Graph

Enable graph storage via the graph parameter. This component requires the graph extras package.

When enabled, a graph network is built using the embeddings index. Graph nodes are synced with each embeddings index operation (index/upsert/delete). Graph edges are created using the embeddings index upon completion of each index/upsert/delete embeddings index call.

backend

  1. backend: networkx|rdbms|custom

Sets the graph backend.

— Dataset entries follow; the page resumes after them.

PR #791, opened 2024-03-07
PORTALS-2974 - Reset table query offset after changing facets/filters

nickgros:


packages/synapse-react-client/src/utils/functions/queryUtils.ts
```diff
@@ -246,7 +246,7 @@ export function removeEmptyQueryParams(q: Query) {
   if (query.limit == null) {
     delete query.limit
   }
-  if (query.offset == null) {
+  if (query.offset == null || query.offset == 0) {
```
nickgros, line 249: If query offset is 0, delete it (improves likelihood of cache hit)

jay-hodgson (approved):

Defaults to networkx.

Add custom graph storage engines via setting this parameter to the fully resolvable class string.

The rdbms backend has the following additional settings.

rdbms

  1. url: database url connection string, alternatively can be set via the
  2. GRAPH_URL environment variable
  3. nodes: table to store node data, defaults to `nodes`
  4. edges: table to store edge data, defaults to `edges`

batchsize

  1. batchsize: int

Batch query size, used to query embeddings index - defaults to 256.

limit

  1. limit: int

Maximum number of results to return per embeddings query - defaults to 15.

minscore

  1. minscore: float

Minimum score required to consider embeddings query matches - defaults to 0.1.

approximate

  1. approximate: boolean

When true, queries only run for nodes without edges - defaults to true.

topics

  1. topics:
  2. algorithm: community detection algorithm (string), options are
  3. louvain (default), greedy, lpa
  4. level: controls number of topics (string), options are best (default) or first
  5. resolution: controls number of topics (int), larger values create more
  6. topics (int), defaults to 100
  7. labels: scoring index method used to build topic labels (string)
  8. options are bm25 (default), tfidf, sif
  9. terms: number of frequent terms to use for topic labels (int), defaults to 4
  10. stopwords: optional list of stop words to exclude from topic labels
  11. categories: optional list of categories used to group topics, allows
  12. granular topics with broad categories grouping topics

Enables topic modeling. Defaults are tuned so that in most cases these values don’t need to be changed (except for categories). These parameters are available for advanced use cases where one wants full control over the community detection process.